WORK TO COMPLETE: Check each line of the material below for "with" and copy those where it appears.

RECORDS SHOWN:

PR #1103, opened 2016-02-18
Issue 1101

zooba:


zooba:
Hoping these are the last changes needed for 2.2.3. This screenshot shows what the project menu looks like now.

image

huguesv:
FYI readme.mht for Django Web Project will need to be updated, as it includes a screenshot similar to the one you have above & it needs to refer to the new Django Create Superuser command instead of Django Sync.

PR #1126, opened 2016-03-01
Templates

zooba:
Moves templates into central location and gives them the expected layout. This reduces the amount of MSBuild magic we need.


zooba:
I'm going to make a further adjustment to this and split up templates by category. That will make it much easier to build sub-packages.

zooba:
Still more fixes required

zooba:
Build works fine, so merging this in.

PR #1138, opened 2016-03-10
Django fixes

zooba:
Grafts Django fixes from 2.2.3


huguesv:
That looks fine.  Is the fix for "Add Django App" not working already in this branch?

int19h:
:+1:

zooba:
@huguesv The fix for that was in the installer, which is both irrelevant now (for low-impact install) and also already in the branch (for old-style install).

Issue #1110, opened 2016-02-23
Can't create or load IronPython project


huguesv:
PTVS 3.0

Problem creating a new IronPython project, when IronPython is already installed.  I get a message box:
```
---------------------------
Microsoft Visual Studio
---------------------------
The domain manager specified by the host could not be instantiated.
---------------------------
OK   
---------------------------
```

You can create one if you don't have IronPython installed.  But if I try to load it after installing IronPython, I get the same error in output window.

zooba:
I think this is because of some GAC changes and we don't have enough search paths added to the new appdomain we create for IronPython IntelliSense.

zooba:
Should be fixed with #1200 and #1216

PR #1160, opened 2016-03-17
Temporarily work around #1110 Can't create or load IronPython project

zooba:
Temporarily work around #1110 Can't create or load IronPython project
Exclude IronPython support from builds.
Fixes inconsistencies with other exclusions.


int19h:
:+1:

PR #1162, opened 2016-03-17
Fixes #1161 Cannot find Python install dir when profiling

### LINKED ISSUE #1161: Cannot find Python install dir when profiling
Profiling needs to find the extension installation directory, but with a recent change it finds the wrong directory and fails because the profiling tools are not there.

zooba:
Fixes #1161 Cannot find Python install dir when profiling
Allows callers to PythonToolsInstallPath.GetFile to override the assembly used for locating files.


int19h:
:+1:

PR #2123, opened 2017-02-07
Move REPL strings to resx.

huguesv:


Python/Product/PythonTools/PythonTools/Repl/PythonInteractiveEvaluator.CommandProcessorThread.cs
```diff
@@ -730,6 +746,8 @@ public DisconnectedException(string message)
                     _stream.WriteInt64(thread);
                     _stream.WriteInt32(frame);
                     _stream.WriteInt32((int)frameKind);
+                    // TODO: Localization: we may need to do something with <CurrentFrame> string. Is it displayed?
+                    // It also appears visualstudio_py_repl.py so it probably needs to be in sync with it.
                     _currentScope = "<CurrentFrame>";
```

--

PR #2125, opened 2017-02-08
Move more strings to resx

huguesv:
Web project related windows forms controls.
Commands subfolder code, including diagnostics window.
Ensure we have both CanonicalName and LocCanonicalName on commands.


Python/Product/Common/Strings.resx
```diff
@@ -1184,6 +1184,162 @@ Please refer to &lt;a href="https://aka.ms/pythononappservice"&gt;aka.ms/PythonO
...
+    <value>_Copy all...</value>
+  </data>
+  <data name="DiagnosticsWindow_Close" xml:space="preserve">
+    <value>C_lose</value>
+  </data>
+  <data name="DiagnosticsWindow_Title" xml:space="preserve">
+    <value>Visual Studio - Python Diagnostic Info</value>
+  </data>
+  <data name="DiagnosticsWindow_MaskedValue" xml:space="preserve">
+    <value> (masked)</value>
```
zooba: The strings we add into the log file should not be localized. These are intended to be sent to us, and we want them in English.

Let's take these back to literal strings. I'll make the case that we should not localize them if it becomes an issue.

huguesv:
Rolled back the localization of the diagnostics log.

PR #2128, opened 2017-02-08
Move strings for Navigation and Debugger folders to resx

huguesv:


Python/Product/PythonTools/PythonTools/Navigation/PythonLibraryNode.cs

THE ANSWER:
Should be fixed with #1200 and #1216
Fixes inconsistencies with other exclusions.
Profiling needs to find the extension installation directory, but with a recent change it finds the wrong directory and fails because the profiling tools are not there.
+                    // TODO: Localization: we may need to do something with <CurrentFrame> string. Is it displayed?
+                    // It also appears visualstudio_py_repl.py so it probably needs to be in sync with it.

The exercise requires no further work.